If Canada wants more domestic alternatives, it needs a reason for people to choose them.
Trust would be one.
Strong privacy would be one.
A reputation for secure infrastructure would be one.
Clear limits on state access would be one.
Bill C-22 risks moving in the opposite direction.
It tells the market that Canadian digital infrastructure may come with obligations to remain accessible to the state. Even if those obligations are narrower than critics fear, the uncertainty itself becomes corrosive.
Security depends on clarity.
Ambiguity is expensive.
Engineers building secure systems need to know whether they are allowed to build systems the provider itself cannot access. Customers need to know whether their data can remain unreadable to the service. Foreign partners need to know whether Canadian infrastructure introduces legal exposure they would not face elsewhere.
If the answer is unclear, people route around the risk. That is how trust fails.
Not always through one dramatic scandal. Often through quiet procurement decisions, cautious lawyers, foreign customers choosing another region, security teams rejecting a vendor, engineers avoiding an architecture because compliance might later break it.
Sovereignty is not just where the servers sit.
It is whether the system can be trusted when pressure arrives.

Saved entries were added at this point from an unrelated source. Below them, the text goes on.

PR #194, opened 2022-09-06
Add support for yaml files

Jasper-Ben:


preslavmihaylov:
Thanks for that!

Could you also add an integration test?

Jasper-Ben:
> Thanks for that!
> 
> Could you also add an integration test?

Done. I've added it to the "scripts" testing, as the todo comment rules are identical. If you prefer it to be differently structured no problem as well.

preslavmihaylov (approved):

A country serious about digital sovereignty should be strengthening encryption, not treating it as an obstacle to be worked around. It should be making Canadian infrastructure boringly trustworthy. It should create conditions where Canadian providers can say, clearly and credibly, that they cannot read customer data because the system was designed that way.
That should be a selling point.
Instead, Bill C-22 risks making trust conditional.
Strong encryption is not anti-Canadian.
It is one of the few things that makes Canadian digital infrastructure worth trusting in the first place.
A country cannot build sovereign digital infrastructure by making that infrastructure less trustworthy.